▶ _What you should do_: Your output should be the lines of the data that follow, reproduced exactly from the first through the line bearing "Test on [QdbDemo](https://demo.questdb.io/index.html)".

▶ _The data_:
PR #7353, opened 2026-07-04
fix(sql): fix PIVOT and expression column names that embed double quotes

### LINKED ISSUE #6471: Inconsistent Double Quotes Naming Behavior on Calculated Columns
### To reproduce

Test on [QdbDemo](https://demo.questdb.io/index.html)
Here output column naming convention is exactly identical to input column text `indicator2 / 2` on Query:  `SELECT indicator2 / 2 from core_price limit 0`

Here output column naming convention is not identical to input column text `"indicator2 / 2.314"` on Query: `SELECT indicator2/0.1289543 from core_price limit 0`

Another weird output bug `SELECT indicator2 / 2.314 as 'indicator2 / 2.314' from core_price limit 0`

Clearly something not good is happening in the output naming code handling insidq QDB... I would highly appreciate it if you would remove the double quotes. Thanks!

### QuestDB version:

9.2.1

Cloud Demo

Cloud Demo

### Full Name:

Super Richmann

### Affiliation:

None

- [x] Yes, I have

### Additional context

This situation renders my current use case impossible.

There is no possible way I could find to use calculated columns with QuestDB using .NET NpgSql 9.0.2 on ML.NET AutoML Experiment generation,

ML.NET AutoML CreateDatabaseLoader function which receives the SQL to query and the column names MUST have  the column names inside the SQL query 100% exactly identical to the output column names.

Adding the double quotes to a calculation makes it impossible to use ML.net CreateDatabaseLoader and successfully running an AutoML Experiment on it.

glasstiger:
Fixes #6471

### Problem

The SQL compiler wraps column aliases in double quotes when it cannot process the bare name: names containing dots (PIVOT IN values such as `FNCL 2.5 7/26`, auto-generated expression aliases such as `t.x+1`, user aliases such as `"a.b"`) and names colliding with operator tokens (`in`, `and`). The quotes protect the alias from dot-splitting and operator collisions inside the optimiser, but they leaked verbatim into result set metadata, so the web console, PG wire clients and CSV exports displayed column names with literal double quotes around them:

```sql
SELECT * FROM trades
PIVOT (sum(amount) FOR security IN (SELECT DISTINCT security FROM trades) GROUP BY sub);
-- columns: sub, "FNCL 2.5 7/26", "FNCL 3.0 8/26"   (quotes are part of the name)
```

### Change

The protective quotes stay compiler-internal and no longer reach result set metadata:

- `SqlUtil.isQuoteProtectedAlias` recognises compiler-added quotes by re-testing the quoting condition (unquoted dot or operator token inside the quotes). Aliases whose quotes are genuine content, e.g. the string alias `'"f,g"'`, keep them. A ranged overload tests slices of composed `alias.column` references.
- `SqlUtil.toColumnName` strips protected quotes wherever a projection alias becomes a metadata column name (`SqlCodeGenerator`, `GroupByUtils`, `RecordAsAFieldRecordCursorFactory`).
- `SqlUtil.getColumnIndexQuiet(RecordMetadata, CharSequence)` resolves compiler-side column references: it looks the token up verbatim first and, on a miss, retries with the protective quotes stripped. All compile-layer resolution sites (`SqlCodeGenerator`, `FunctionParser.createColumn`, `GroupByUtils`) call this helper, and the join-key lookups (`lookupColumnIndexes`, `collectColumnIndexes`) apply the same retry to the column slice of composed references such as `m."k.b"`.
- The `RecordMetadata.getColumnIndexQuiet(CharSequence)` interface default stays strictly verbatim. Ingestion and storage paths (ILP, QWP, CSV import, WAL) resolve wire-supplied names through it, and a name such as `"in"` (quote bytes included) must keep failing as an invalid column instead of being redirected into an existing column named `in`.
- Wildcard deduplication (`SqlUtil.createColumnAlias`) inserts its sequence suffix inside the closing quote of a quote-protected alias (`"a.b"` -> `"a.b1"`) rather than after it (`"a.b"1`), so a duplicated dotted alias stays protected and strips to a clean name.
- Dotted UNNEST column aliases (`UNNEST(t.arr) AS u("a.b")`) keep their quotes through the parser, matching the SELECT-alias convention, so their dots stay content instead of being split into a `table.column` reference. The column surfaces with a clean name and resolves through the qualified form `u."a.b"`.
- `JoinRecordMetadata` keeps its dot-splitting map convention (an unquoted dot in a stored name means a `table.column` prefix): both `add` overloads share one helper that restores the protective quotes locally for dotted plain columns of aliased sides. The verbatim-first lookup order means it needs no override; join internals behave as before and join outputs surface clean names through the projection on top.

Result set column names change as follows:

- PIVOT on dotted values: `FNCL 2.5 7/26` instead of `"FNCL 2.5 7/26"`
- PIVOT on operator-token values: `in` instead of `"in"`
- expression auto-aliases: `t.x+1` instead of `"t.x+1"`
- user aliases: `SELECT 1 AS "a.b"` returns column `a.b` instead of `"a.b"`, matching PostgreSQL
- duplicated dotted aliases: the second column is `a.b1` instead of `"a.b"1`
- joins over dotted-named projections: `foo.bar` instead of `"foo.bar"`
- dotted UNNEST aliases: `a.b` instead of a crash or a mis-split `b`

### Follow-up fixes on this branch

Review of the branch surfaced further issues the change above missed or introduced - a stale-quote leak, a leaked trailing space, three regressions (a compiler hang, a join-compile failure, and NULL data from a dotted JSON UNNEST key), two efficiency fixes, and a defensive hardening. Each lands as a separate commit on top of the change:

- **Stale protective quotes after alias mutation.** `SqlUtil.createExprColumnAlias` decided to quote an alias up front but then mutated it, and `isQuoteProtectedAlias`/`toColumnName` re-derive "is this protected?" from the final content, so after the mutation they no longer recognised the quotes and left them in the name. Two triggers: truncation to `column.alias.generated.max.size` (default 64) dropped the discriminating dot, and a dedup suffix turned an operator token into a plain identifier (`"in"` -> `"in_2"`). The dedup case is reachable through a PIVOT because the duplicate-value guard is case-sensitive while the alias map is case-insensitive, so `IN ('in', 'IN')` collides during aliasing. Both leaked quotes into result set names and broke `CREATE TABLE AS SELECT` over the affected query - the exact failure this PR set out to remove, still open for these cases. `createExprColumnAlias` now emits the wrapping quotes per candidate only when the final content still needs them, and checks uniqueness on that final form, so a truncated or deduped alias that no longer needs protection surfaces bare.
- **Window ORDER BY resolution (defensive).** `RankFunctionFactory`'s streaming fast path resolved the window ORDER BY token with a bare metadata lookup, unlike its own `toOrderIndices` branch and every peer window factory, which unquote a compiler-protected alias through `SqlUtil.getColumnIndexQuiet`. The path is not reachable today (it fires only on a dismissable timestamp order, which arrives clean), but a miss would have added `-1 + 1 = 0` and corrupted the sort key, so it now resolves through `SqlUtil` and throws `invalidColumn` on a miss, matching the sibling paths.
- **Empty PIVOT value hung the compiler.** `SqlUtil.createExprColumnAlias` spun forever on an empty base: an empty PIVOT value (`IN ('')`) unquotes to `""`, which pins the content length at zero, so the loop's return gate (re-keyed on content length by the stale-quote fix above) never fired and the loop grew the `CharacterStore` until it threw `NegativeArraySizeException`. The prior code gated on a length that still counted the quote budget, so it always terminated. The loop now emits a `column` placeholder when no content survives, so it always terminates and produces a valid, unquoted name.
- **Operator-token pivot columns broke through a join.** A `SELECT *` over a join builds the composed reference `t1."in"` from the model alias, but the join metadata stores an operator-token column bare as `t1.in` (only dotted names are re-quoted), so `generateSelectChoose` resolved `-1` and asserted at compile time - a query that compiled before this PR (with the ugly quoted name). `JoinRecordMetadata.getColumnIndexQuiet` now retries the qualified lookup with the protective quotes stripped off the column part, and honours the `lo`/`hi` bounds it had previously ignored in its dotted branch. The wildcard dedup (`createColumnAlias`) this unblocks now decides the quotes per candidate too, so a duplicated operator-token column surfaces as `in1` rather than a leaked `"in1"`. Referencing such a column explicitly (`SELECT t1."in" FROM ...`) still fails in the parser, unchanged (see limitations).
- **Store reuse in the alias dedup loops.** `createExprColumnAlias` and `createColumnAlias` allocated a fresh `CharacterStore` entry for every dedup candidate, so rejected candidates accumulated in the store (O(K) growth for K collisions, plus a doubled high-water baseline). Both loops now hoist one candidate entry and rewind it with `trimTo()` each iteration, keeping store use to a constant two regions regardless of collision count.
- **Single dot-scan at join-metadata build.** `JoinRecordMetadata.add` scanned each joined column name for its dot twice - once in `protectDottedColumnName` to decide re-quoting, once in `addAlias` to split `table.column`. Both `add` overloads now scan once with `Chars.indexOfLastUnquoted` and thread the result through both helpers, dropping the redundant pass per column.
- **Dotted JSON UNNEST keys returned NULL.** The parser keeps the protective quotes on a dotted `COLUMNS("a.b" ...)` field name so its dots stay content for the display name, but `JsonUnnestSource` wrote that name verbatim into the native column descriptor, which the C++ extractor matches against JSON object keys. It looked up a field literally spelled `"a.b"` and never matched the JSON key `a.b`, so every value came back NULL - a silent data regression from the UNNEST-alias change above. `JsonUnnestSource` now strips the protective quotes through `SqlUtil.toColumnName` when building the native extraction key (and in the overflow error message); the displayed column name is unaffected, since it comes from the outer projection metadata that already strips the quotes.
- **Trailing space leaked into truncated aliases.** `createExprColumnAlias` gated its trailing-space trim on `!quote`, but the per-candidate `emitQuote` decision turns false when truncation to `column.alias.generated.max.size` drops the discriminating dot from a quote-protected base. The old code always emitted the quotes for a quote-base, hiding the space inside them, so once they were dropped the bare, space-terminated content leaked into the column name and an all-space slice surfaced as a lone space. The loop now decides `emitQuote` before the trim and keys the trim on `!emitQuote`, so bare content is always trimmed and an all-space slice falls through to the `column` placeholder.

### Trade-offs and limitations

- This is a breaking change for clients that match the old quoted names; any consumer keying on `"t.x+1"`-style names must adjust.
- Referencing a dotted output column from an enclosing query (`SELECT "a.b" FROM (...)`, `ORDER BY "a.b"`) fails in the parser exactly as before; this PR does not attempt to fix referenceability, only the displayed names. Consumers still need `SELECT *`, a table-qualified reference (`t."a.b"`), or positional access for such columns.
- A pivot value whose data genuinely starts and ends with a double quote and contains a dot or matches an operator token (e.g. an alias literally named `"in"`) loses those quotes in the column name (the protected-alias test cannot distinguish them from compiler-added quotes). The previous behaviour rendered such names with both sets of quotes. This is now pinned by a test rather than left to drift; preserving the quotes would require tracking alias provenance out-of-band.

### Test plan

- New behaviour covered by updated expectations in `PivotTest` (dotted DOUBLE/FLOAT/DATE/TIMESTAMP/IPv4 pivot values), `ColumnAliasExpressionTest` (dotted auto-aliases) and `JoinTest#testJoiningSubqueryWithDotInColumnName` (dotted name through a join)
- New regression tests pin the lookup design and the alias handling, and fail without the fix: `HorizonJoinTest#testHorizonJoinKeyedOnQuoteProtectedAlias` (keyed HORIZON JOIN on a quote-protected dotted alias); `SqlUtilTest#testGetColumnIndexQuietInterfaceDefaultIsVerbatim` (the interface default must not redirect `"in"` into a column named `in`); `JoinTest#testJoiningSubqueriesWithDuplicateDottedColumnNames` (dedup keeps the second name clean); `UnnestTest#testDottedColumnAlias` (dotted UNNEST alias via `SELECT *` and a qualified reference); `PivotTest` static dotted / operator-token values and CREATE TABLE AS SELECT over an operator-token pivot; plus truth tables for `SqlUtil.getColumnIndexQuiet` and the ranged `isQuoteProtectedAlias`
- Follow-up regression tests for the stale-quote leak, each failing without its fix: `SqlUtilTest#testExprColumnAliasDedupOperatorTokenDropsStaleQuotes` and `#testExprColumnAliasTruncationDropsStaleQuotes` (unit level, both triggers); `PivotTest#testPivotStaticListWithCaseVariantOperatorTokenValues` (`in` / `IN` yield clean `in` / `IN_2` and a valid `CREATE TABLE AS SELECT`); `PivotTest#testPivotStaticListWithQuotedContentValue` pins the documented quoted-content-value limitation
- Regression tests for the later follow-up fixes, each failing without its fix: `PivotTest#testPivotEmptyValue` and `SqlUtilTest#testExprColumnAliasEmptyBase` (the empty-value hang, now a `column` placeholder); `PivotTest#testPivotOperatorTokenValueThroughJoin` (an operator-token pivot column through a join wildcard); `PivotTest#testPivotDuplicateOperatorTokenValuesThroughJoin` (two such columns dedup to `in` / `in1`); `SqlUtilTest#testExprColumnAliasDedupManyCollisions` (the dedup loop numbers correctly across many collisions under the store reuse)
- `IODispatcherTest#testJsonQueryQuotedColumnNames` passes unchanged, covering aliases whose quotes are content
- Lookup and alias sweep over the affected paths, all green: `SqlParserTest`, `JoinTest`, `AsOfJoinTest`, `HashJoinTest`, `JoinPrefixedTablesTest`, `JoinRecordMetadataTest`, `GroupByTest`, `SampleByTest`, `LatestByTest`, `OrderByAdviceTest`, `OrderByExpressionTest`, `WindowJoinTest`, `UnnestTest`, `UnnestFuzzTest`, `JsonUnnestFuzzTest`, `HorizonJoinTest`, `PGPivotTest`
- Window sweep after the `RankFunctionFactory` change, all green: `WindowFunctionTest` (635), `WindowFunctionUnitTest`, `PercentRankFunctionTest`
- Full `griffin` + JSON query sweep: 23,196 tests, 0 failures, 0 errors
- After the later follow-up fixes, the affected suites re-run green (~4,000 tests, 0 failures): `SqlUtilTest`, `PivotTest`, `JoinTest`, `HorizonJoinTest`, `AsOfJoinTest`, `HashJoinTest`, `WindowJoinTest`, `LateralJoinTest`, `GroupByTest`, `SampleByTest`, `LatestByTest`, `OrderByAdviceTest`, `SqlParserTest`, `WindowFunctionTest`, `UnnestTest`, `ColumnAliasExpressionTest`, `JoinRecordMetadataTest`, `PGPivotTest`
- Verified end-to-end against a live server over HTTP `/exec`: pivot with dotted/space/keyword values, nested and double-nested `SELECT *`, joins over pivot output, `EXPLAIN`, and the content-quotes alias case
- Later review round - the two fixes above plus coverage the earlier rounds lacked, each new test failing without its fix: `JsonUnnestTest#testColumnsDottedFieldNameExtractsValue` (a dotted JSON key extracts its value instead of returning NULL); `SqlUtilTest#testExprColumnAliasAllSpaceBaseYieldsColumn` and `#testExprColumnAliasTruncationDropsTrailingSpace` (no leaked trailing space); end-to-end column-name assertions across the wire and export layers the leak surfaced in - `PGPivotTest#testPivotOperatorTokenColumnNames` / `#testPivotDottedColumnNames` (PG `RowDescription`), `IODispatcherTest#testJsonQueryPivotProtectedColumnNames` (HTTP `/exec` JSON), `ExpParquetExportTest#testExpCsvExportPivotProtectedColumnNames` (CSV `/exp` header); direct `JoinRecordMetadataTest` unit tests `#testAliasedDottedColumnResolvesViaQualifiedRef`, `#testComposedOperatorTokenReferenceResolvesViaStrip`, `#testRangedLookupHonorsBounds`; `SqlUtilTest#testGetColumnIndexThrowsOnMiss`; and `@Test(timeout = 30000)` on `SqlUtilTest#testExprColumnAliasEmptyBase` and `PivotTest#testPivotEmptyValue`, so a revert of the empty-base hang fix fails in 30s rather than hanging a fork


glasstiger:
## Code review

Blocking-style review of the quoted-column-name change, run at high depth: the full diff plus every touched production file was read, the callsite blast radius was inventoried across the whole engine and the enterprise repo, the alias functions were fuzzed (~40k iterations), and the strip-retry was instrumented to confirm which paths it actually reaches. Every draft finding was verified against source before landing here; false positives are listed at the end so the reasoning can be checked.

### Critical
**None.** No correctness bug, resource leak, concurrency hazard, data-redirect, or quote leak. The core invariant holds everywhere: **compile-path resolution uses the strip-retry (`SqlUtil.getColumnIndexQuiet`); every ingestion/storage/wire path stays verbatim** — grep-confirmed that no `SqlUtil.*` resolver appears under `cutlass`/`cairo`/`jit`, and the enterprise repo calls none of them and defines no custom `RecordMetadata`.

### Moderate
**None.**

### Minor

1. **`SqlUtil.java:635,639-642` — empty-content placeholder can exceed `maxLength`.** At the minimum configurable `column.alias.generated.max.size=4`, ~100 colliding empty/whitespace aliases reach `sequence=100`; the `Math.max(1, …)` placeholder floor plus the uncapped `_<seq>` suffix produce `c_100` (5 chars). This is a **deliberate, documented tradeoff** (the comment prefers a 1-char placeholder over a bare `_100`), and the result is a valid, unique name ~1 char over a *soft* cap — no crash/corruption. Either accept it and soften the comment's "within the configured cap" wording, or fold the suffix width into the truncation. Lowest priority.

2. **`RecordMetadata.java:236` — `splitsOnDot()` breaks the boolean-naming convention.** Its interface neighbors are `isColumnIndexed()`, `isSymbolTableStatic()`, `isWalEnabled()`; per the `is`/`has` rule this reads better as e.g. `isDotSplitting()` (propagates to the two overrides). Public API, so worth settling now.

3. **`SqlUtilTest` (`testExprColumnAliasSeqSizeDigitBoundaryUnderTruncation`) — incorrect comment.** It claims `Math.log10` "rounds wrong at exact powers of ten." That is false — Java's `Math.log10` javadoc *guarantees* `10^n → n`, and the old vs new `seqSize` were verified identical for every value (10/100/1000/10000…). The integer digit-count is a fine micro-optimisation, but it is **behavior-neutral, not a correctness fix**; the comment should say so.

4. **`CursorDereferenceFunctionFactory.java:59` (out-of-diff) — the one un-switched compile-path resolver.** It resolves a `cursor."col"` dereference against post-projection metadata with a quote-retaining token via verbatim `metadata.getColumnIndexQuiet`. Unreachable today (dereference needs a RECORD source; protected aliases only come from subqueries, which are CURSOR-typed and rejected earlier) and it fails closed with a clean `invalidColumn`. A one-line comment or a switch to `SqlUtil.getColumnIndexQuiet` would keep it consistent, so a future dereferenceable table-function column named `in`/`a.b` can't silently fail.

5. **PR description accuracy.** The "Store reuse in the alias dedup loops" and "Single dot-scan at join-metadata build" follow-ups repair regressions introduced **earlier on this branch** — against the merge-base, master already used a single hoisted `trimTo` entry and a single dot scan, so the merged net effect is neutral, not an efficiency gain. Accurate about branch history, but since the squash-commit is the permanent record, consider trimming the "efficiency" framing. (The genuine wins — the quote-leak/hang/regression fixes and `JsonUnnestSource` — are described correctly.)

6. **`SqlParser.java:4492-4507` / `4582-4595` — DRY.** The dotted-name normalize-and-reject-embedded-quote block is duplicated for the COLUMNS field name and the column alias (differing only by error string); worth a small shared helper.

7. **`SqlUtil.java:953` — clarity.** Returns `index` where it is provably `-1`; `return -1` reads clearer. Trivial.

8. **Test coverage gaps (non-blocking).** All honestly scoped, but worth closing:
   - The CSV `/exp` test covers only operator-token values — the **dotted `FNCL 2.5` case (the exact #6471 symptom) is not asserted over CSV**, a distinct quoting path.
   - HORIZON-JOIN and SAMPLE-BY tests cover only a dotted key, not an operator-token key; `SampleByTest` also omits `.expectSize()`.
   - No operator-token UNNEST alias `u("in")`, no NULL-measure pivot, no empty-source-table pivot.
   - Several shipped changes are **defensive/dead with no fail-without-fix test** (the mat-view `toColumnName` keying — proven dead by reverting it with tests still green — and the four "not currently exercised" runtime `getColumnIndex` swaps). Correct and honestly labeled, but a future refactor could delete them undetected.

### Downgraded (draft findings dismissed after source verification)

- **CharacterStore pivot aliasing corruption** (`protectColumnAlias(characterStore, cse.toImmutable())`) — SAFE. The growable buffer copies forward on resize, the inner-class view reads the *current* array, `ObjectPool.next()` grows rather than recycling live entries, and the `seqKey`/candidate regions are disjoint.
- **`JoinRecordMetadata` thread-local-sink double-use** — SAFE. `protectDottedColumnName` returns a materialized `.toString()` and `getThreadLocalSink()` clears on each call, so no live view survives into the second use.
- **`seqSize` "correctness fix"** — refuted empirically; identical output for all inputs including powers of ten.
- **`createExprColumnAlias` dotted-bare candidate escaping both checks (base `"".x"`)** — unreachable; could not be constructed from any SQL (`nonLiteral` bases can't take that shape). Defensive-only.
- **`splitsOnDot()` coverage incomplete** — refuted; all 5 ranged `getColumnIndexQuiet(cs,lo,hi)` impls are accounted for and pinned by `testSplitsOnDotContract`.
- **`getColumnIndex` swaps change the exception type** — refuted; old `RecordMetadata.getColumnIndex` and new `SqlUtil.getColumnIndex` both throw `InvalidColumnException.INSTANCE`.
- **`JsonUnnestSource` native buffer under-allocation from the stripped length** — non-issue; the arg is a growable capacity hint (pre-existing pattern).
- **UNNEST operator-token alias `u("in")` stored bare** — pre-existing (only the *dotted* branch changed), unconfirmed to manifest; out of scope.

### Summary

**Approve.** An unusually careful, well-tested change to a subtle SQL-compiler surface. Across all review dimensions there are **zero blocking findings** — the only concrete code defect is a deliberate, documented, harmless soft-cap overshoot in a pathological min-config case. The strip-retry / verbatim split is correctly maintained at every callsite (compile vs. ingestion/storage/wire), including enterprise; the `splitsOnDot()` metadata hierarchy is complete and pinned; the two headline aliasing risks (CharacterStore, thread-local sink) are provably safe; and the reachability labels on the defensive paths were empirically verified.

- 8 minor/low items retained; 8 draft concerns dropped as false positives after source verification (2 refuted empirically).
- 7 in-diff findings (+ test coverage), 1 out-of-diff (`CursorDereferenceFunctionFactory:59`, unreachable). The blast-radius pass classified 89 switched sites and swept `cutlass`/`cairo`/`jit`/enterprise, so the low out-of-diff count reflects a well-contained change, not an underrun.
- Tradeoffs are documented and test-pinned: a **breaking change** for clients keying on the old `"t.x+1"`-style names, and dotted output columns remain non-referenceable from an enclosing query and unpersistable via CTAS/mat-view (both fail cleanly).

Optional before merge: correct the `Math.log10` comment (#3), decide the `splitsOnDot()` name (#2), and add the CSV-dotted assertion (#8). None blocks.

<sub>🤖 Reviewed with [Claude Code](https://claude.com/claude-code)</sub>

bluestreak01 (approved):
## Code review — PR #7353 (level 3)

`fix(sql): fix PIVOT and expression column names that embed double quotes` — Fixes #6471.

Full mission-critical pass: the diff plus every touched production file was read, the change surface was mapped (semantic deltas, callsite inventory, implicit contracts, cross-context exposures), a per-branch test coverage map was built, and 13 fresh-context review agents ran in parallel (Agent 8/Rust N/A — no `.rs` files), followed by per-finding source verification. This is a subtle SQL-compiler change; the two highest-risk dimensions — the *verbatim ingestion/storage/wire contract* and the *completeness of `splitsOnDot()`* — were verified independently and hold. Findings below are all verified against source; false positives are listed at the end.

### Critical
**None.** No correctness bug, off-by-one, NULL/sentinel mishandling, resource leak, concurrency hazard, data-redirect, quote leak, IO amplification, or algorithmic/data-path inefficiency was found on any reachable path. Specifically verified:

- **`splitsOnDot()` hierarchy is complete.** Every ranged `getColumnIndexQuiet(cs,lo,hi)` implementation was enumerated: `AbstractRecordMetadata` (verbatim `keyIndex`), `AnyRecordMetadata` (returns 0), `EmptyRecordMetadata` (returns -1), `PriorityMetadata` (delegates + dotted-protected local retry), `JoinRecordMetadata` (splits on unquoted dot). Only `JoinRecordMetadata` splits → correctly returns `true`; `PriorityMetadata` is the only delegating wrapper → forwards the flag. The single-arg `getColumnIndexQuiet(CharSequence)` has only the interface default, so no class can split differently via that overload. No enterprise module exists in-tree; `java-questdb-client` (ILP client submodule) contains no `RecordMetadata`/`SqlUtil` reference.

▶ _Response area_:
PR #7353, opened 2026-07-04
fix(sql): fix PIVOT and expression column names that embed double quotes

### LINKED ISSUE #6471: Inconsistent Double Quotes Naming Behavior on Calculated Columns
### To reproduce

Test on [QdbDemo](https://demo.questdb.io/index.html)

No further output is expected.